▽
PR #1210, opened 2018-10-01
JBPM-7787: Implement new process instance log timeline view

nmirasch:

PR #1214, opened 2018-10-09
JBPM-7788: Implement expand information for nodes logs in process instance logs

nmirasch:


nmirasch:
@cristianonicolai  @bsremac Just waiting for the previous https://github.com/kiegroup/jbpm-wb/pull/1210 getting merged, I want to share the human task details expanded code. This is not a standard PR because it contains two commits but the goal is know your opinion, Once the other would be merge I'll rebase this one. Could you take a look? Thanks!

bsremac:
@nmirasch Task details look good. Have a just one minor enhancement suggestion which now somehow looks more obvious when exposing it in the logs as well.
Namely, **UserID** parameter is empty when the task is not reserved. We have the same behavior in Taks _Details_ tab. Maybe replacing the empty string with a message along the lines of: "Task not yet claimed" or even simpler "Not claimed" would be more informative when looking at the log details.
screenshot from 2018-10-10 09-08-32

nmirasch:
@bsremac added 'Not claimed' when there is not task owner

cristianonicolai:
@nmirasch I'm looking at the _TaskInstance_ object returned in the Kie Server call, I think there is some usefull information that we could add in here like: potential owners, business admins, excluded owners and createdby. wdyt including it in the UI? Also, instead of timestamps, perhaps label it _Created On_?

jbpm-wb-process-runtime/jbpm-wb-process-runtime-client/src/main/java/org/jbpm/workbench/pr/client/editors/instance/log/ProcessInstanceLogPresenter.java
```diff
@@ -153,81 +141,43 @@ public boolean onError(ClientRuntimeError error) {
...
-        view.setActiveLogOrderButton(LogOrder.ASC);
-        view.setActiveLogTypeButton(LogType.BUSINESS);
+    public void loadTaskDetails(Long workItemId,
+                                ProcessInstanceLogHumanTaskView humanTaskView) {
+        taskService.call(
+                (TaskSummary task) -> {
+                    humanTaskView.setDetailsData(task);
+                }).getTask(serverTemplateId,
+                           containerId,
+                           workItemId);
```
cristianonicolai: @nmirasch I think you probably need to call another service here, one that finds the task based on the _workItemId_,  check if _UserTaskServicesClient.findTaskByWorkItemId_ can help with that.

bsremac:
@nmirasch I have just noticed another potential problem in the details content.
The timestamp doesn't change. It always shows the time when the task was entered. The other thing which is uncharacteristic for logged data is that the already logged data changes as the corresponding node transitions from one state to the other. In this way, inspecting details loses the value as all the history is lost. Have a look at the screenshot:
screenshot from 2018-10-11 13-06-00

jbpm-wb-process-runtime/jbpm-wb-process-runtime-client/src/main/java/org/jbpm/workbench/pr/client/editors/instance/log/ProcessInstanceLogPresenter.java
nmirasch: @cristianonicolai about showing extra TaskInstance data like, potential owners, business admins, excluded owners and createdby. All this info is only filled by UserTaskServicesClient.getTaskInstance. We can use this call instead UserTaskServicesClient.findTaskByWorkItemId (it don't fill that info) you suggested if we want to show that information and add an extra field TaskAssignmentSummary to TaskSummary to make available that info. Make it sense?

nmirasch:
@bsremac yes, the date displayed is when it was Created, I just update the label from timestamp to CreatedOn. Right now I'm adding to the details more information, maybe makes sense add lastModificationDate there?

bsremac:
@nmirasch When it comes to adding any dates to details, it depends on how accurate we want to be with the logs, to begin with. We have the time the event was logged already shown in a broad form i.e: _3 hours ago, a few seconds ago_ etc. Since we are logging only when the task was entered (which is task creation date) and when it was completed (which is the last modification date), we already have this information as part of the new timeline. It only makes sense to add these two dates to details if we want to provide the exact time with to the second accuracy.

The other thing I was trying to point out with the previous comment and the screenshot is that most of the task details will differ between the time the task was entered and the time it was completed, but in the logs we are showing the same information for both events, being always the current task details. 
With this in mind, the whole exposure of the task details looses a lot of its value as it deosn't provide any insight in what the details were when the task was entered and hence reduces the potenital to draw any conlusions from ispecting the logs, such as what was the task status when created, did it have an owner or not, did the owner who was initaly assigned also complted the task or was it somebody else etc. Basically all this information is lost from the logs when the current data is only data that is available in the logs.

nmirasch:
@bsremac @cristianonicolai its true, the data retrieved for the same workitem id is the same for both. In the current implementation I just added the log date as lastUpdate, at least human task log nodes that info will show the time (not relative like in the timeline) when it was created and when it was completed.
About the extra information like potential owners, business admins, excluded owners I have to use that getTaskInstance() instead of findTaskByWorkItemId but it doesn't work for completed instances. Maybe include there an extra call to retrieve that extra information in case the instance is in the proper status?

cristianonicolai:
@nmirasch I think is fine as it is, lets get some feedback first before having the extra information there.
@bsremac  I agree that in terms of a timeline I would expect that the detailed information is relative to happened on that point in time. The information we've tough is very limited, for tasks for instance, we don't keep a historical version of the data. So to me, it is really designed to bring some more context to the user about a node, ex avoiding to jump to another screen, and that is the current details. Maybe we need to make it more clear in the UI that this is the updated information. The way it works now it's really to link the nodes with their contextual data.

nmirasch:
jenkins please retest this

cristianonicolai:
@bsremac good point, I just wondering how would that play when we introduce filtering, lets say you filter out by entered events, then all details for completed ones would be lost. We could check the last appearance in the UI only but I have a feeling that it would only complicate the user experience and the coding. I would probably suggest get this initial version as is and get feedback for an enhancement of top of this, based on what we discussed here. @nmirasch wdyt?

cristianonicolai:
jenkins please retest this

cristianonicolai:

bsremac:
@cristianonicolai You are right. With filtering introduced it makes sense to have details attached to the human task nodes no matter their "node state". I can't think of an easy logical-wise solution which would amend both problems at the same time.
+1 to keep it then as it is.

bsremac:
Related Selenium testing is tracked with https://github.com/jboss-integration/bxms-qe-tests/pull/1885

jbpm-wb-process-runtime/jbpm-wb-process-runtime-client/src/main/java/org/jbpm/workbench/pr/client/editors/instance/log/ProcessInstanceLogHumanTaskView.html
```diff
@@ -0,0 +1,18 @@
...
+        <dd><span data-field="createdOn"/></dd>
+        <dt><span data-i18n-key="CreatedBy"/></dt>
+        <dd><span data-field="createdBy"/></dd>
+        <dt><span data-i18n-key="Id"/></dt>
+        <dd><span data-field="taskId"/></dd>
+        <dt><span data-i18n-key="State"/></dt>
+        <dd><span data-field="taskStatus"/></dd>
+        <dt><span data-i18n-key="Owner"/></dt>
+        <dd><span data-field="actualOwner"/></dd>
+        <dt><span data-i18n-key="Content"/></dt>
```
cristianonicolai: @nmirasch @bsremac wdyt about using _Description_ instead in here?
△
▶ _What is required_:
Take every line in the preceding listing that contains "ProcessInstanceLogHumanTaskView" and copy it.

▶ _Written response_:
+                                ProcessInstanceLogHumanTaskView humanTaskView) {
jbpm-wb-process-runtime/jbpm-wb-process-runtime-client/src/main/java/org/jbpm/workbench/pr/client/editors/instance/log/ProcessInstanceLogHumanTaskView.html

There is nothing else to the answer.